Каспар не видел ничего, шатаясь, брел вперед; вскоре «Ты» знаком велел ему остановиться, сунул ему в руки письмо и прошептал в самое ухо:

– Куда передать письмо, тебе покажут.

Каспар сделал еще несколько шагов, потом оглянулся, но «Ты» исчез. Вдруг он почувствовал, что под ногами у него камни; он хватался за что попало, чтобы не упасть; он видел каменные стены, пламеневшие в свете солнца; ужас объял его, когда он заметил людей, сначала» одного, потом двух, потом великое множество.

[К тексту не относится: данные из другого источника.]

PR #76, opened 2021-09-24
fix: paginator can now not use an embed

onerandomusername:
The paginator now will not always use an embed. This allows non-embedded pagination since embeds are restricted to a maximum width which we cannot control, but codeblocks are restrained to the width of the screen.

### DIFF
--- a/modmail/utils/pagination.py
+++ b/modmail/utils/pagination.py
@@ -62,7 +62,7 @@ class ButtonPaginator(ui.View, DpyPaginator):
         contents: Union[List[str], str],
         /,
         source_message: Optional[discord.Message] = None,
-        embed: Optional[Embed] = _AUTOGENERATE,
+        embed: Union[Embed, bool, None] = _AUTOGENERATE,
         timeout: float = 180,
         *,
         footer_text: str = None,
@@ -90,9 +90,11 @@ class ButtonPaginator(ui.View, DpyPaginator):
         self.suffix = suffix
         self.max_size = max_size
         self.linesep = linesep
-        if embed is _AUTOGENERATE:
+        if embed is _AUTOGENERATE or embed is True:
             self.embed = Embed()
         else:
+            if embed is False:
+                embed = None
             self.embed = embed
 
         # used if embed is None
--- a/modmail/utils/pagination.py
+++ b/modmail/utils/pagination.py
@@ -31,9 +31,12 @@ FORWARD_LABEL = "  \u276f  "  # >
 JUMP_LAST_LABEL = " \u276f\u276f "  # >>
 STOP_PAGINATE_EMOJI = "\u274c"  # [:x:] This is an emoji, which is treated differently from the above
 
-logger: ModmailLogger = logging.getLogger(__name__)
+NO_EMBED_FOOTER_BUMP = 15
 
 _AUTOGENERATE = object()
+
+
+logger: ModmailLogger = logging.getLogger(__name__)
 
 
 class ButtonPaginator(ui.View, DpyPaginator):
@@ -78,6 +81,8 @@ class ButtonPaginator(ui.View, DpyPaginator):
         If source message is provided and only_users is NOT provided, the paginator will respond
             to the author of the source message. To override this, pass an empty list to `only_users`.
 
+        By default, an embed is created. However, a custom embed can
+        be passed, or None can be passed to not use an embed.
         """
         self.index = 0
         self._pages: List[str] = []
@@ -92,11 +97,11 @@ class ButtonPaginator(ui.View, DpyPaginator):
 
         # used if embed is None
         self.content = ""
-        if embed is None:
+        if self.embed is None:
             self.title = title
             # need to set the max_size down a few to be able to set a "footer"
             # page indicator is "page xx of xx"
-            self.max_size -= 15
+            self.max_size -= NO_EMBED_FOOTER_BUMP + len(self.title or "")
             if self.title is not None:
                 self.max_size -= len(title)
             if footer_text is not None:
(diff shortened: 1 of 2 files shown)


modmail/utils/pagination.py
```diff
@@ -230,7 +252,9 @@ def update_states(self) -> None:
         if the paginator is on the last page, the jump last/move forward buttons will be disabled.
         """
         # update the footer
-        self.embed.set_footer(text=self.get_footer())
+        text = self.get_footer()
+        if self.embed:
+            self.embed.set_footer(text=text)
```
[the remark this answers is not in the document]
onerandomusername: get_footer does a few things other than just getting the footer, so it has to be called unconditionally.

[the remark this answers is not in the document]
bast0006: `get_footer` should then not do those things. I should have caught that. The name is currently misleading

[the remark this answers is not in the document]
onerandomusername: fixed in e54683d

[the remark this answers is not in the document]
onerandomusername: * 256011e49f292c6b9a75242d294bb956a0745f61

modmail/utils/pagination.py
```diff
@@ -251,9 +239,18 @@ def update_states(self) -> None:
...
+        else:
+            self.embed.description = self._pages[self.index]
+            page_indicator = f"Page {self.index+1}/{len(self._pages)}"
+            self.embed.set_footer(
+                text=(
+                    f"{self.footer_text} ({page_indicator})"
+                    if self.footer_text is not None
+                    else page_indicator
+                )
+            )
```
bast0006: This is awkward, can we un-one-line this? We can also not compare with None, as setting footer text to "" will result in not great output anyway, so we just check if it's present.
```py
if self.footer_text:
    footer_text = f"{self.footer_text} ({page_indicator})"
else:
    footer_text = page_indicator
```

bast0006 (changes requested):

modmail/utils/pagination.py
onerandomusername: How is this already outdated when no commits have been made? 🤔

onerandomusername: implemented in c9b33a3

modmail/utils/pagination.py
```diff
@@ -82,7 +85,22 @@ def __init__(
...
+        else:
+            self.embed = embed
+
+        # used if embed is None
+        self.content = ""
+        if embed is None:
+            self.title = title
+            # need to set the max_size down a few to be able to set a "footer"
+            # page indicator is "page xx of xx"
+            self.max_size -= 15
```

Они грозно на него надвигались, обступали, что-то крича, один из них схватил Каспара за руку и потащил куда-то; шум и гул стояли вокруг; ему хотелось спать, они его не понимали; он говорил о своем отце, о конях, они смеялись и не понимали его; он стонал, показывая на свои израненные ноги, они не понимали его! Он спал в конюшне ротмистра, потом появлялись другие люди, чтобы снова исчезнуть. Воздух был тяжелый, и дышать было трудно. Дома, представлявшиеся ему огромными существами, напирали на него, а в полицейском участке его так напугали странные гримасы и ужимки людей, что он разрыдался.

Он снова долго спал, а потом его отвели в башню. Человек, который вел его вверх по лестнице, говорил громким голосом и открыл дверь, издавшую протяжный стон. Едва Каспар опустился на мешок с соломой, как начали бить башенные часы, что несказанно его удивило. Он напряженно прислушивался, но мало-помалу все стихло, внимание его рассеялось, и он чувствовал только жжение в ногах. Глаза уже не болели, ведь кругом было темно. Он сел и хотел дотянуться до кувшина, чтобы утолить жажду. Но не увидел ни воды, ни хлеба, только голый пол, совсем не похожий на пол в его прежней темнице. Он хотел поиграть со своей лошадкой, но ее тоже не было, тогда он сказал:

– Я хочу стать кавалеристом, как мой отец.